魏楹蹙眉,“挨了踢还粉饰太平,必有所图。”
看着沈寄白玉般的脸庞,他小声道:“我都叫你出门记得戴帏帽了。”
“他跑到女眷聚集的地方来,能怪得了我麽?现在要怎麽办?”
“我托容七少去打听一下小侯爷的口味。送他两个美人,看这事摆得平不。”
沈寄瞪眼,还要送两个姑娘去给那衙内糟蹋?
魏楹看她一眼,“也没有别的办法。而且甲之砒霜,也许是乙之蜜糖。现在就是我想到七皇子门下去,他也是不会收这麽个反複无常的小人的。何况,我也不想站队。事不宜迟,我立即让人追上容家的马车。”
沈寄的好心情全被破坏了。
魏楹进一步道:“那些扬州瘦马本来就是为达官贵人準备的,不存在推谁入火坑。”
嗯,是听说有这样的女子。
“不过”
“嗯?”
“很贵,準备两千两吧。”
沈寄哀叹,两千两,又是两千两。
她也太败家了吧。
今年一年的收益也才三千多两啊。
要是没有老太爷给魏楹两万两银子成亲,他们早就山穷水尽了啊。
她日后非得更努力的赚钱不可了。
魏楹摇摇头,此事最要紧的就是安抚下小侯爷被踢了一脚的怒气。

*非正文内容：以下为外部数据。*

PR #82, opened 2019-08-07
Conv1D and reduce op max.

kimishpatel:
Added support for 1D conv.
Added mapping of torch reduction max op.

### DIFF
--- a/torch_tvm/operators.cpp
+++ b/torch_tvm/operators.cpp
@@ -1,8 +1,5 @@
-#include "operators.h"
 #include <tvm/relay/attrs/nn.h>
 #include <tvm/relay/attrs/transform.h>
-#include "compiler.h"
-#include "fusion_pass.h" // tvm_sym
 
 #include <torch/csrc/autograd/record_function.h>
 #include <torch/csrc/jit/custom_operator.h>
@@ -10,6 +7,9 @@
 #include <torch/csrc/jit/passes/utils/subgraph_utils.h>
 
 #include "custom_tvm_ops/relay/custom_layer_norm_attrs.h"
+#include "compiler.h"
+#include "fusion_pass.h" // tvm_sym
+#include "operators.h"
 
 using namespace torch::jit;
 
@@ -98,6 +98,9 @@ T relayToConstant(tvm::relay::Expr e) {
   auto c = e.as<tvm::relay::ConstantNode>();
   TORCH_INTERNAL_ASSERT(c);
   TORCH_INTERNAL_ASSERT(c->is_scalar());
+  // TODO: Better error handling on checking if T is same as
+  // c->data->dtype. Unfortunately DLDataType is enum of
+  // int, uint and float.
   return static_cast<T*>(c->data->data)[0];
 }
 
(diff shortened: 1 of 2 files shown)


torch_tvm/operators.cpp
```diff
@@ -117,6 +120,23 @@ uint64_t getNoneSentinel() {
   return 0xe4fa3adecabcf036;
 }
 
+tvm::relay::Expr insertDims(const tvm::relay::Expr& in, int64_t input_dims,
```
bwasti: may as well register these as ops?

torch_tvm/operators.cpp
```diff
@@ -183,27 +217,60 @@ RegisterTVMOperator reg({
...
        if (const tvm::relay::VarNode* var =
                inputs[1].as<tvm::relay::VarNode>()) {
          auto* w_t = var->type_annotation.as<tvm::relay::TensorTypeNode>();
          TORCH_INTERNAL_ASSERT(w_t);
          auto shape = w_t->shape;
-         tvm::Array<tvm::relay::IndexExpr> w_sizes = {shape[2], shape[3]};
+         auto num_dims = shape.size();
+         tvm::Array<tvm::relay::IndexExpr> w_sizes;
+         if (num_dims < 4) {
+           AT_CHECK(num_dims == 3,
```
bwasti: I think we need to use the new CHECK api (TORCH_CHECK?)

torch_tvm/operators.cpp
```diff
@@ -183,27 +217,60 @@ RegisterTVMOperator reg({
...
        conv_attrs->kernel_layout = "OIHW";
+       conv_attrs->strides = relayToArray<tvm::relay::IndexExpr>(inputs[3]);
+       conv_attrs->padding = relayToArray<tvm::relay::IndexExpr>(inputs[4]);
+       conv_attrs->dilation = relayToArray<tvm::relay::IndexExpr>(inputs[5]);
 
        conv_attrs->kernel_size =
            tvm::NullValue<tvm::Array<tvm::relay::IndexExpr>>();
+       // For 1D conv need to expand dim. That means it has to be removed
+       // as well.
+       bool dim_added{false}; // For 1D conv need to expand dim.
```
bwasti: this is fine for now, but I wonder if we should be using a pass in PyTorch to make this more portable for other backends going forward? maybe add a TODO

torch_tvm/operators.cpp
```diff
@@ -212,8 +279,8 @@ RegisterTVMOperator reg({
          auto bias_add_op = tvm::relay::Op::Get("nn.bias_add");
          auto bias_add_attrs = tvm::make_node<tvm::relay::BiasAddAttrs>();
          bias_add_attrs->axis = 1;
-         return tvm::relay::CallNode::make(
-             bias_add_op, {out, inputs[2]}, tvm::Attrs(bias_add_attrs), {});
+         return tvm::relay::Expr(tvm::relay::CallNode::make(
```
bwasti: we shouldn't need to wrap CallNode with Expr

torch_tvm/operators.cpp
```diff
@@ -183,27 +217,60 @@ RegisterTVMOperator reg({
        conv_attrs->groups = relayToConstant<int>(inputs[8]);
        conv_attrs->data_layout = "NCHW";
        conv_attrs->kernel_layout = "OIHW";
```
llyfacebook: This seems to be invalid for 1d conv, right?

kimishpatel: @llyfacebook, we are converting it to 2D conv so it is still valid.

llyfacebook: ok, I assume you could still distinguish it from conv2d in tvm side, since you will need to specialize the perf optimization for conv1d.

kimishpatel: @llyfacebook, tvm has no conv1d op. However neither does mkldnn as far as I understand. We will have to just benchmark and see how they perform.

torch_tvm/operators.cpp
kimishpatel: @bwasti, this is just a helper function to wrap to expand_dims.

torch_tvm/operators.cpp
kimishpatel: @bwasti, not sure what you mean. Do you mean make 1d conv look like 2D with jit pass and use such a pass if needed?

torch_tvm/operators.cpp
kimishpatel: There is not TORCH_CHECK and the only other one is internal_assert.

torch_tvm/operators.cpp
kimishpatel: Thats what I thought, but it did not work in the first place. I changed the signature of the wrapper functions and now it seems fine.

(虽然他很想再补一脚,就那个部位。)
要不然闹大了,可就真的算是捅破天了。
他看着沈寄,“别去想那麽多了。过两日我就送你上路,我把这件事摆平然后立即赶来追你。这两天你就不要再出门去了,在家称病。”
看他锁着眉头,沈寄拉住他的袖子,“魏大哥,你别怪我,我以后一定会赚更多的银子回来的。”